Dup. *** This bug has been marked as a duplicate of bug 12240 ***
I see. The first bug seems to be a duplicate of bug 12240. How about the second one? Bug 12240 may not cover the second bug.
(In reply to Soomin Kim from comment #3) > I see. The first bug seems to be a duplicate of bug 12240. How about the > second one? Bug 12240 may not cover the second bug. I think it is a feature.

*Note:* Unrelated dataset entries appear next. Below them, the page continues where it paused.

PR #1240, opened 2025-06-06
Update target Q of generators when target P changes (in case of forceTargetQInReactiveLimits)

SylvestreSakti:

No

#1154 introduced a new parameter to force generators to have a targetQ within reactive limits. When activated, this introduced a corner case to handle, if : 
- A generator has a targetQ outside reactive limits, so its targetQ is updated to fit in the limits
- Then slack distribution is applied and the targetP of this generator changes, then the reactive limits changes
- This change is not taken into account and targetQ is again outside reactive limits
- Then the loadflow is computed
- Then at the end, when updating generators state, targetQ is computed again and updated to fit in the new limits

This produces a wrong result with reactive power inbalances in the network. A caching system and refactoring of generationTargetQ has been done to handle this case.

targetQ is computed only once in the loadflow (at the beginning) and once at the end, after the loadflow when updating states.

A system of caching generationTargetQ is introduced. When generationTargetP of any bus is updated (during active power distribution), then this generationTargetQ value is invalidated. It'll be recomputed again when needed (with an update if it is outside reactive limits)

Here are the use cases where generationTargetQ is modified :

| Use case | Before this PR | After this PR
|--------|-----------|-------------|
|Bus is PQ at LfNetwork loading| Computed to sum of the targetQ of generators | Invalidated and computed|
|Bus is PV at LfNetwork loading| Computed to sum of the targetQ of generators that are not in voltage control | Invalidated and computed |
| Bus is PV after PQ during loadflow | Set to 0 (not very relevant but no impact) | Invalidated and computed |
| Bus is PQ after PV during loadflow (ReactiveLimitsOuterloop) | Set to QLimit | Frozen to QLimit |
| Bus is PQ after PV during loadflow (TransformerVoltageControlOuterloop) | Set to Q.eval() | Frozen to Q.eval() |
| Bus is either PQ or PV after LfContingency | Set to generationTargetQ without disabled generators targetQ | Invalidated and computed |
| Bus is restored in Security or Sensitivity analysis | Set to previous generationTargetQ | Frozen to previous generationTargetQ if previously frozen, otherwise invalidated and computed|

With this new refactoring, there are only two semantics that cover all the mentioned cases : 
- Either the bus generationTargetQ is frozen (it cannot change until invalidation)
- Either the bus generationTargetQ is invalidated (and its value will always be the sum of the targetQ of generators that are not in voltage control and that are not disabled) 

- [ ] Yes
- [x] No


src/main/java/com/powsybl/openloadflow/network/impl/AbstractLfBus.java
```diff
@@ -49,7 +49,7 @@ public abstract class AbstractLfBus extends AbstractElement implements LfBus {
 
     protected Double generationTargetP;
 
-    protected double generationTargetQ = 0;
+    protected Double generationTargetQ = 0.;
```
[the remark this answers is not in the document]
vidaldid-rte: By the way it is accessed directly in setGenerationTargetQ and this may cause an NPE if invalidated.

src/main/java/com/powsybl/openloadflow/network/impl/AbstractLfGenerator.java
```diff
@@ -47,6 +47,8 @@ public abstract class AbstractLfGenerator extends AbstractLfInjection implements
 
     protected TwoSides controlledBranchSide;
 
+    protected double targetQ = Double.NaN;
+
```
vidaldid-rte, line 51: This field is never used (and overriden in LfGeneratorImpl)

src/main/java/com/powsybl/openloadflow/network/impl/LfGeneratorImpl.java
```diff
@@ -31,6 +32,8 @@ public final class LfGeneratorImpl extends AbstractLfGenerator {
 
     private static final Logger LOGGER = LoggerFactory.getLogger(LfGeneratorImpl.class);
 
+    private static final double TARGET_Q_EPSILON = 1e-2 / PerUnit.SB;
+
```
vidaldid-rte, line 36: Maybe you should use the min between this value and param maxReactivePowerMismatch. Or you may not respect the max mismatch.

src/main/java/com/powsybl/openloadflow/network/impl/LfGeneratorImpl.java
```diff
@@ -170,15 +175,23 @@ public OptionalDouble getRemoteControlReactiveKey() {
...
-                targetQ = maxQ;
+            if (computedTargetQ < minQ) {
+                computedTargetQ = minQ;
+            } else if (computedTargetQ > maxQ) {
+                computedTargetQ = maxQ;
+            }
+            if (Math.abs(targetQ - computedTargetQ) > TARGET_Q_EPSILON) { // Log message only if updated value
+                LOGGER.info("TargetQ of generator {} has been updated because outside reactive power limits (from {} MVar to {} MVar)", getId(), targetQ * PerUnit.SB, maxQ * PerUnit.SB);
+                Reports.reportGeneratorWithUpdatedTargetQ(network.getReportNode(), this, targetQ * PerUnit.SB, maxQ * PerUnit.SB);
             }
```
vidaldid-rte, line 194: Is there a reason to duplicate logging code and reporting code ?

src/main/java/com/powsybl/openloadflow/network/impl/LfGeneratorImpl.java
```diff
@@ -170,15 +175,23 @@ public OptionalDouble getRemoteControlReactiveKey() {
 
     @Override
     public double getTargetQ() {
-        double targetQ = Networks.zeroIfNan(getGenerator().getTargetQ()) / PerUnit.SB;
+        if (targetQ == null) {
+            targetQ = Networks.zeroIfNan(getGenerator().getTargetQ()) / PerUnit.SB;
```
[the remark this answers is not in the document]
SylvestreSakti: The only goal of this mechanism is to remember the previous value of targetQ before updating it for the logging purpose.
Maybe I could change the implementation (using a variable oldTargetQ) to make the purpose more understandable.

src/main/java/com/powsybl/openloadflow/network/impl/LfGeneratorImpl.java
vidaldid-rte: The report should be emitted only if the Q defined at IIDM level is modified. So basically the first time you call this function (or assuming you get notification from IIDM model change for Network cache support, it the targetQ has been modified in IIDM and needs to be readjusted).
When done during computation it is business as usual.

src/main/java/com/powsybl/openloadflow/network/impl/LfStarBus.java
```diff
@@ -25,7 +25,7 @@ public class LfStarBus extends AbstractLfBus {
     private final double nominalV;
 
     public LfStarBus(LfNetwork network, ThreeWindingsTransformer t3wt, LfNetworkParameters parameters) {
-        super(network, Networks.getPropertyV(t3wt), Math.toRadians(Networks.getPropertyAngle(t3wt)), false);
+        super(network, Networks.getPropertyV(t3wt), Math.toRadians(Networks.getPropertyAngle(t3wt)), parameters);
         this.t3wtRef = Ref.create(t3wt, parameters.isCacheEnabled());
```
vidaldid-rte, line 29: You did not change the conformLoad flag here ?

src/main/resources/com/powsybl/openloadflow/reports.properties
```diff
@@ -24,6 +24,7 @@ olf.generatorsDiscardedFromVoltageControlBecauseNotStarted = ${impactedGenerator
 olf.generatorsDiscardedFromVoltageControlBecauseReactiveRangeIsTooSmall = ${impactedGeneratorCount} generators have been discarded from voltage control because of a too small reactive range
 olf.generatorsDiscardedFromVoltageControlBecauseTargetPIsOutsideActiveLimits = ${impactedGeneratorCount} generators have been discarded from voltage control because targetP is outside active power limits
 olf.generatorsDiscardedFromVoltageControlBecauseTargetVIsImplausible = ${impactedGeneratorCount} generators have been discarded from voltage control because targetV is implausible
+olf.generatorWithUpdatedTargetQ = TargetQ of generator ${generatorId} has been updated because outside reactive power limits (from ${oldTargetQ} MVar to ${newTargetQ} MVar)
```
vidaldid-rte: THis report is not tested.

src/main/java/com/powsybl/openloadflow/network/impl/LfStarBus.java
SylvestreSakti: From my understanding, it is not used for LfStarBus

src/main/java/com/powsybl/openloadflow/network/impl/LfDanglingLineBus.java
```diff
@@ -25,9 +25,10 @@ public class LfDanglingLineBus extends AbstractLfBus {
     private final double nominalV;
 
     public LfDanglingLineBus(LfNetwork network, DanglingLine danglingLine, LfNetworkParameters parameters, LfNetworkLoadingReport report) {
-        super(network, Networks.getPropertyV(danglingLine), Math.toRadians(Networks.getPropertyAngle(danglingLine)), false);
+        super(network, Networks.getPropertyV(danglingLine), Math.toRadians(Networks.getPropertyAngle(danglingLine)), parameters);
         this.danglingLineRef = Ref.create(danglingLine, parameters.isCacheEnabled());
         nominalV = danglingLine.getTerminal().getVoltageLevel().getNominalV();
+        this.distributedOnConformLoad = false;
```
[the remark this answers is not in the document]
SylvestreSakti: Done

src/main/java/com/powsybl/openloadflow/network/impl/LfGeneratorImpl.java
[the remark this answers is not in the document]
SylvestreSakti: Finally, I removed the caching of targetQ of LfGenerator (we still keep the caching of generationTargetQ in LfBus). This was only for logging purpose, so I prefered to introduce a boolean isTargetQForcedInReactiveLimits instead which is simpler. (And it avoids potential interference with Network Cache)

src/main/java/com/powsybl/openloadflow/network/impl/LfGeneratorImpl.java
SylvestreSakti: The report is now only emitted once indeed. 

A remark on the Logger : I realized that even if the Logger object is passed as a parameter to the reporting method in the class Reports, then we still have a logged message displayed as "c.p.o.u.Reports" message. We want it to be displayed as "c.p.o.n.i.LfGeneratorImpl " message. So I kept the logging info outside (we may have to fix that with other log messages)

src/main/resources/com/powsybl/openloadflow/reports.properties
SylvestreSakti: Now tested

src/main/java/com/powsybl/openloadflow/network/impl/LfGeneratorImpl.java
vidaldid-rte: I made the same observation. This is because the logback pattern in test/resources/logback.xml has  %-20C{1} to describe the log source. C means caller class. In the user decides instead to have something like %logger{36} , then the logger name is displaed.
The problem with the current code is that there is code duplication between reports and logs for something that is essentially the same thing. And code duplication means possible inconsistencies.

src/main/java/com/powsybl/openloadflow/network/impl/AbstractLfBus.java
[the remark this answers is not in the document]
SylvestreSakti: Some refactoring has been done to highlight these semantics (especially the concept of "freezing" generationTargetQ) : 

| Use case | Before this PR | After this PR
|--------|-----------|-------------|
|Bus is PQ at LfNetwork loading| Computed to sum of the targetQ of generators | Invalidated and computed|
|Bus is PV at LfNetwork loading| Computed to sum of the targetQ of generators that are not in voltage control | Invalidated and computed |
| Bus is PV after PQ during loadflow | Set to 0 (not very relevant but no impact) | Invalidated and computed |
| Bus is PQ after PV during loadflow (ReactiveLimitsOuterloop) | Set to QLimit | Frozen to QLimit |
| Bus is PQ after PV during loadflow (TransformerVoltageControlOuterloop) | Set to Q.eval() | Frozen to Q.eval() |
| Bus is either PQ or PV after LfContingency | Set to generationTargetQ without disabled generators targetQ | Invalidated and computed |


With this new refactoring, there are only two semantics that cover all the mentioned cases : 
- Either the bus generationTargetQ is frozen (it cannot change until invalidation)
- Either the bus generationTargetQ is invalidated (and its value will always be the sum of the targetQ of generators that are not in voltage control and that are not disabled)

vidaldid-rte (approved):

src/main/java/com/powsybl/openloadflow/network/impl/LfGeneratorImpl.java
```diff
@@ -29,7 +27,7 @@
  */
 public final class LfGeneratorImpl extends AbstractLfGenerator {
 
-    private static final Logger LOGGER = LoggerFactory.getLogger(LfGeneratorImpl.class);
+    public static final Logger LOGGER = LoggerFactory.getLogger(LfGeneratorImpl.class);
```
Hadrien-Godard, line 30: I don't understand this change. It does not seem necessary for me to put this Logger public. When I revert it as private, compile and tests are ok.

Hadrien-Godard (approved):

src/main/java/com/powsybl/openloadflow/network/impl/LfGeneratorImpl.java
SylvestreSakti: Thank you, it was done first to send the Logger to the Report class (so that it would write the same message in the log and in the report). (See this comment https://github.com/powsybl/powsybl-open-loadflow/pull/1240#discussion_r2145204002).
Finally, I did it in another manner, so indeed, it doesn't need to be public.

There is apparently confusion about using register names, instruction names or other keywords as labels. People who write Intel assembly shall know that those are 'bad' names for labels. That is to say, expecting GAS to parse `rsp` as a label is impractical. Rather, GAS should have rejected that `rsp:` thing. Something such as 'error: `rsp` cannot be used as a label name` is more clear, more precise, and safer, than silently producing unexpected code.